The entries follow. Copy every line in which "bvalue" appears.

Stored items >>
[Start of Attachment]

PR #1318, opened 2016-10-17
Ensure TestClient HTTP methods return a context manager

alexhayes:
## What do these changes do?

A user should be able to run a test as per the [client documentation](http://aiohttp.readthedocs.io/en/stable/client.html);

```python
    async with session.get('https://api.github.com/events') as resp:
        print(resp.status)
        print(await resp.text())
```

However, because the test client doesn't return a context manager the above does not work (unless of course I'm doing something wrong).

This PR ensures the HTTP methods on TestClient return a context manager so that it mimics the same interface as a non-test client

## Are there changes in behaviour for the user?

Yes, the TestClient will behave the same as the non-test client that their code will be using :)

Let's say or instance your code looked as follows;

```python
# client request code
async request_hello(session):
    async with session.get('...') as resp:
        ...
```

Note the use of the context manager: `async with session.get('...') as resp:`

And your test was;

```python
# pytest
from aiohttp import web

async def hello(request):
    return web.Response(text='Hello, world')

async def test_hello(test_client, loop):
    app.router.add_get('/', hello)
    resp = await request_hello(client)
    assert resp.status == 200
    ...
```

On master, this would fail, because TestClient does not return a context manager.

## Related issue number

None.

## Checklist

### DIFF
--- a/CHANGES.rst
+++ b/CHANGES.rst
@@ -43,6 +43,10 @@ CHANGES
 
 - Enhancement to AccessLogger (pass *extra* dict) #1303
 
+- Ensure TestClient HTTP methods return a context manager #1318
+
+-
+
 -
 
 -
--- a/CONTRIBUTORS.txt
+++ b/CONTRIBUTORS.txt
@@ -5,6 +5,7 @@ A. Jesse Jiryu Davis
 Alejandro Gómez
 Aleksandr Danshyn
 Aleksey Kutepov
+Alex Hayes
 Alexander Bayandin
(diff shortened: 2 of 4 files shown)


asvetlov:
Please resolve conflict in `CHANGES.rst`.
I'll merge the PR after this.

alexhayes:
Rebased master onto my branch and force pushed.

asvetlov:
Cool! Thanks!

PR #1319, opened 2016-10-18
Show more verbose message on import errors

redixin:
Show more verbose message on import errors when using `python -m aiohttp.web`

User will see more details in case of problems with their code.

For example message:

    aiohttp.web: error: unable to import defiler.server: No module named 'aiomysql'

is more useful then:

    aiohttp.web: error: module 'defiler.server' not found

such messages can be even misleading


asvetlov:
Please fix failed tests

asvetlov:
Thanks!

PR #1335, opened 2016-10-26
Fix invalid invocations of errors.LineTooLong.

filmor:
## What do these changes do?

Fix unhelpful messages on `LineTooLong` exceptions due to invalid or incomplete calls to their constructor.

Only in the message that they see in this case.

## Checklist
  - The format is &lt;Name&gt; &lt;Surname&gt;.
  - Please keep alphabetical order, the file is sorted by names. 
  - Choose any open position to avoid merge conflicts with other PRs.
  - Add a link to the issue you are fixing (if any) using `#issue_number` format at the end of changelog message. Use Pull Request number if there are no issues for PR or PR covers the issue only partially.

### DIFF
--- a/aiohttp/protocol.py
+++ b/aiohttp/protocol.py
@@ -102,7 +102,9 @@ class HttpParser:
                     header_length += len(line)
                     if header_length > self.max_field_size:
                         raise errors.LineTooLong(
-                            'limit request headers fields size')
+                            'request header field {}'.format(
+                                bname.decode("utf8", "xmlcharrefreplace")),
+                            self.max_field_size)
                     bvalue.append(line)
 
                     # next line
@@ -113,7 +115,9 @@ class HttpParser:
             else:
                 if header_length > self.max_field_size:
                     raise errors.LineTooLong(
-                        'limit request headers fields size')
+                        'request header field {}'.format(
+                            bname.decode("utf8", "xmlcharrefreplace")),
+                        self.max_field_size)
 
             bvalue = bvalue.strip()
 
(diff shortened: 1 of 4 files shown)


aiohttp/protocol.py
```diff
@@ -102,7 +102,8 @@ def parse_headers(self, lines):
                     header_length += len(line)
                     if header_length > self.max_field_size:
                         raise errors.LineTooLong(
-                            'limit request headers fields size')
+                            'request header field %s' % bname.decode("utf8"),
```
popravich: `bname.decode('utf-8')` can fail with own exception

aiohttp/protocol.py
```diff
@@ -113,7 +114,8 @@ def parse_headers(self, lines):
             else:
                 if header_length > self.max_field_size:
                     raise errors.LineTooLong(
-                        'limit request headers fields size')
+                        'request header field %s' % bname.decode("utf8"),
```
popravich: same as above

aiohttp/protocol.py
```diff
@@ -173,7 +175,7 @@ def __call__(self, out, buf):
             raw_data = yield from buf.readuntil(
                 b'\r\n\r\n', self.max_headers)
         except errors.LineLimitExceededParserError as exc:
-            raise errors.LineTooLong(exc.limit) from None
+            raise errors.LineTooLong('request header', exc.limit) from None
```
popravich, line 180: this looks inconvenient: `LineTooLong` above is raised with single argument (formated string) and with two args here

filmor: It's not, and the call here is wrong. Check out the constructor of `LineTooLong` (didn't change that one), it expects a "reason" and a limit that was exceeded. The way this was passed before resulted in a broken error message like `"400 got more than Unknown bytes when reading 32768"` when it should have read `"400 got more than 32768 when reading request header"`.

filmor:
I'll fix the failing tests and add some more.

aiohttp/protocol.py
popravich: true, missed that one.

aiohttp/protocol.py
filmor: Can it though? This is caught before by "Invalid Header". Changed it anyhow :)

asvetlov:
Thanks!

PR #1339, opened 2016-10-27
Fixed JSON response character set detection.

kimvais:
## What do these changes do?

This disables running chardet on responses with `CONTENT_TYPE: application/json` as this is a HUGE performance hit.

RFC 7519 states that JSON *MUST* be encoded in UTF and that
the default encoding, in absence of charset in CONTENT_TYPE header is UTF-8.

This vastly improves performance when doing many small requests in environments
where the server does not specify the character by omitting chardet.

This does not change the behaviour unless a non-conforming server sends a HTTP response using an invalid encoding without specifying the encoding correctly in the header.
## Checklist

- [X] Add yourself to `CONTRIBUTORS.txt`

### DIFF
--- a/CONTRIBUTORS.txt
+++ b/CONTRIBUTORS.txt
@@ -76,6 +76,7 @@ Julien Duponchelle
 Junjie Tao
 Justas Trimailovas
 Kay Zheng
+Kimmo Parviainen-Jalanko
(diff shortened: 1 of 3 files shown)


asvetlov:
Thanks

PR #1351, opened 2016-10-30
Get rid of aiodns gethostbyname()

amelius0712:
## What do these changes do?

By default aiodns function gethostbyname() (which is actually just a wrapper around c-ares function) resolve host as IPv6 address if socket family set to AF_UNSPEC(default value for TCPConnector). On the other hand ThreadedResolver use asyncio loop function getaddrinfo() which, in accordance with POSIX return both(either IPv4 and IPv6) if socket family set to AF_UNSPEC. So we have unconsistent behavior of ThreadedResolver and AsyncResolver. But c-ares lib doesn't have getaddrinfo() function, so we can't use it in aiohttp resolver. So if I use IPv4 the following simple code does not work for me(if aiodns installed of cause):

``` python
        async with session.get('http://google.com') as resp:
            body = await resp.read()
            print('Done(google.com). status: {}, body len: {}'.format(resp.status, len(body)))
```

To solve this problem in method resolve() of AsyncResolver I query both types if family set to AF_UNSPEC.

No
## Related issue number
# 559
## Checklist
- [ X] I think the code is well written
- [ X] Unit tests for the changes exist
- [ X] Documentation reflects the changes
- [ X] Add yourself to `CONTRIBUTORS.txt`
  - The format is &lt;Name&gt; &lt;Surname&gt;.
  - Please keep alphabetical order, the file is sorted by names. 
- [ X] Add a new entry to `CHANGES.rst`
  - Choose any open position to avoid merge conflicts with other PRs.
  - Add a link to the issue you are fixing (if any) using `#issue_number` format at the end of changelog message. Use Pull Request number if there are no issues for PR or PR covers the issue only partially.

### DIFF
--- a/CHANGES.rst
+++ b/CHANGES.rst
@@ -90,7 +90,7 @@ CHANGES
 
 - Boost performance by adding a custom time service #1350
 
--
+- Get rid of usage aiodns gethostbyname() #559
 
 -
 
--- a/CONTRIBUTORS.txt
+++ b/CONTRIBUTORS.txt
@@ -105,6 +105,7 @@ Olaf Conradi
 Pankaj Pandey
 Pau Freixes
 Paul Colomiets
+Pavel Sapezhko
 Philipp A.
 Raúl Cumplido
 "Required Field" <requiredfield256@gmail.com>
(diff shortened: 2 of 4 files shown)


psapezhka:
Ok. But what if I want to use aiodns? I think the behavior should be the same as a thread pool. We can set thread pool as default and fix async resolver too. It does not look like they wanted to add getaddrinfo() into c-ares. https://github.com/c-ares/c-ares/issues/70

asvetlov:
Looks like they are looking for volunteer.
If you want to work via aiodns -- connect it explicitly and use on your own.

PR #1366, opened 2016-11-04
fix usage of proxy with https (#845)

### LINKED ISSUE #845: How to use HTTPS proxy with aiohttp?
I noticed the code in ProxyConnector：
`assert proxy.startswith('http://'), ("Only http proxy supported", proxy)`
Is there any way to use HTTPS proxy with aiohttp?
If not, is this feature under consideration?
Any help will be appreciated.

mgwilliams:
Fixes #845, a regression introduced in [e81a47](https://github.com/KeepSafe/aiohttp/commit/e81a4781d80b614da572c2c18635831ad024126b#diff-2fa8ab44317df4fbb7864536a6794d7aL491). I feel this is not the best way to fix this, but it at least points out where the issue is. Perhaps someone more familiar with the code base could rewrite the patch. I'm also not sure how to write a regression test for this, but would be happy to do so if pointed in the right direction.

### DIFF
--- a/aiohttp/client_reqrep.py
+++ b/aiohttp/client_reqrep.py
@@ -104,6 +104,8 @@ class ClientRequest:
         self.update_transfer_encoding()
         self.update_expect_continue(expect100)
 
+        self.path = None
+
     @property
     def host(self):
         return self.url.host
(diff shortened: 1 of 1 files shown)


asvetlov:
Very thank you.
You've found a real source problem.
`.path` hacks should be replaced with better way but I've got your idea.
Will create new PR soon.
Unfortunately we have not yet proper functional tests for proxies so I'll ask you to manually check upcoming PR.

asvetlov:
Fixed

mgwilliams:
@asvetlov Thanks! I'll test ASAP, but it may be a week or so.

[End of Attachment]

Exercise answer >>
                     bvalue.append(line)
             bvalue = bvalue.strip()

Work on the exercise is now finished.